Triage User Issues

These are common scripts and tasks for lookup up data in production

Prerequisites

Before you can access any systems, you will need to set up AWS-vault

SSM Documents

We used AWS SSM, which is kind of like SSH. Our main script, ssm-instance is set up for a few documents aimed at common tasks. See the guide to ssm-instance for more information on the script and the documents.

Inside a Rails Console

Inside a Rails console (see rails-c) here are some other things you can do to quickly get a sense of how a user’s account is set up

Find a user by email

This is what uuid-lookup does under the hood basically

user = User.find_with_email('address@example.com')
user.uuid

Check what MFA methods they have configured

MfaContext.new(user).enabled_two_factor_configuration_counts_hash
=> { :phone => 1, :backup_codes => 10 }

Check events

user.events.count
=> 10
user.events.pluck(:created_at).minmax
=> [Mon, 03 Apr 2021 18:53:38.820730000 UTC +00:00, Wed, 29 Jun 2022 16:47:46.275708000 UTC +00:00]

Check what SPs the user has connected to

user.identities

Cloudwatch Logs

Once you have a user’s UUID (from uuid-lookup), you can look in Cloudwatch logs for events.log events for that user.

For a full list of documented events, see Analytics Events

See also Troubleshooting Quick Reference - Cloudwatch Logs

Cloudwatch Insights

  1. Open up AWS console (aws-vault login prod-power)
  2. Navigate to “Cloudwatch”, then find “Logs Insights”
  3. Select prod_/srv/idp/shared/log/events.log from “Log Groups”
  4. Select a time range
  5. Enter a query

Saved Queries

On the right side of the page, we have a few saved queries useful for common triage tasks under “user” under “prod”.

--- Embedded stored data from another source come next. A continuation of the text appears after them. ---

PR #340, opened 2023-01-25
feat(tracker): only provide nodes that registered within 30 days

ozwaldorf:
## Why

Tracker is returning a ton of stale nodes to prometheus. As a first effort to curate the list of "active" nodes, we should limit to 30 days, so that old nodes/configs eventually don't get scraped

This cuts the scrape target list down from ~1500 targets to ~1100 targets, and I'm sure many more being excluded as time progresses

## Notes

- We could probably use a shorter time period, like 2-3 weeks, but I went with a more generous number to avoid excluding nodes that just don't update/restart often and wouldn't reregister in time

## Checklist

- [n.a] I have made corresponding changes to the tests
- [n.a] I have made corresponding changes to the documentation

### DIFF
--- a/crates/ursa-tracker/src/main.rs
+++ b/crates/ursa-tracker/src/main.rs
@@ -8,6 +8,7 @@ use hyper::HeaderMap;
 use rocksdb::{IteratorMode, WriteBatch, DB};
 use serde_json::{json, Value};
 use std::{env, net::SocketAddr, sync::Arc};
+use std::time::{SystemTime, UNIX_EPOCH};
 use tracing::{error, info};
 use tracing_subscriber::{layer::SubscriberExt, util::SubscriberInitExt, EnvFilter};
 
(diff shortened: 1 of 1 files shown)


crates/ursa-tracker/src/main.rs
```diff
@@ -105,12 +110,17 @@ async fn registration_handler(
...
+        .unwrap()
+        .as_millis() as u64;
     let services: Vec<PrometheusDiscoveryChunk> = db
         .iterator(IteratorMode::Start)
         .filter_map(|res| {
             if let Ok((_, v)) = res {
                 let node: Node = serde_json::from_slice(&v).unwrap();
-                if node.telemetry {
+                // only return registrations in the last 1 month
+                if now - node.last_registered < 2629800000 {
```
matthias-wright, line 123: Should we still check for `node.telemetry`, so `node.telemetry && now - node.last_registered < 2629800000` or is that not necessary?

ozwaldorf: Don't think we really need to check `node.telemetry`, it's always set to true. It was from before when metrics and rpc were separated, but now their unified so a node will always expose their metrics

matthias-wright (approved):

saved user queries in Cloudwatch Insights

Via the command line

Cloudwatch queries are limited to 15 minutes and 10,000 rows. To get around these limitations, we have a script that runs the same query over adjacent slices in time, see the guide to query-cloudwatch for more information.

Sample Queries

A sample triage query to track events for a particular user might look like this:

fields
  name,
  properties.user_id,
  properties.user_ip,
  properties.event_properties.success,
  @timestamp,
  @message
| filter properties.user_id = "USER_ID_HERE"
| sort @timestamp desc
| limit 10000

Note: Some visited events repeat as the page polls for background jobs to complete. It’s not that the user was repeatedly visiting that page.

Add fields

To scan through a property for a lot of events, add it to the field list. For example, adding fields for properties.browser_mobile and properties.session_duration make it easier to see when a user changes devices or starts a new session.

Workflows

Find a user by phone number

We don’t have indexed lookups by phone number so we need to combine a few approaches to get a user’s phone number

  1. Normalize and fingerprint the phone

    In a Prod Rails console (to use the correct hash salts)

     parsed_phone = Phonelib.parse("+1 (888) 867-5309")
     fingerprints = [
       Pii::Fingerprinter.fingerprint(parsed_phone.e164),
       *Pii::Fingerprinter.previous_fingerprints(parsed_phone.e164)
     ]
     # => ["aaa", "bbb", "ccc"]
    
  2. In Cloudwatch, look up OTP requests to those fingerprints. It helps to have an approximate date this user was active to help narrow down the Cloudwatch search time frame.

    fields
      properties.user_id,
      @timestamp
    | filter name = 'Telephoy: OTP sent'
    | filter properties.event_properties.phone_fingerprint in ["aaa", "bbb", "ccc"] # CHANGE THIS
    

Find the user id for a 500 error in production.log

Click on the name of the error in New Relic to get a more detailed view.

We add user_id as a custom attribute in New Relic. Scroll down in Attributes on the New Relic error page to see if it is available. If not, look for the error in production.log as follows.

At the top of the New Relic error page, find the approximate time of the error. Note timezones for both New Relic (usually local) and AWS (usually UTC) and convert if needed.

Note the path, if it wasn’t from a worker. Change the filter line below to match error status and path.

  1. Open up AWS console (aws-vault login prod-power)
  2. Navigate to “Cloudwatch”, then find “Logs Insights”
  3. Select prod_/srv/idp/shared/log/production.log from “Log Groups”
  4. Select a time range that includes the error
  5. Enter this query. Edit the status and path to match the error.
    fields @timestamp, user_id, @message, @logStream, @log
    | filter status = 500 and path like /verify/
    | sort @timestamp desc
    | limit 200
    

    The field you want is user_id, not uuid.

Then switch to prod_/srv/idp/shared/log/events.log and use the sample query above to find events for that user_id. Add a wide time range around the error to see what led up to it. There may not be an events.log entry for the error itself.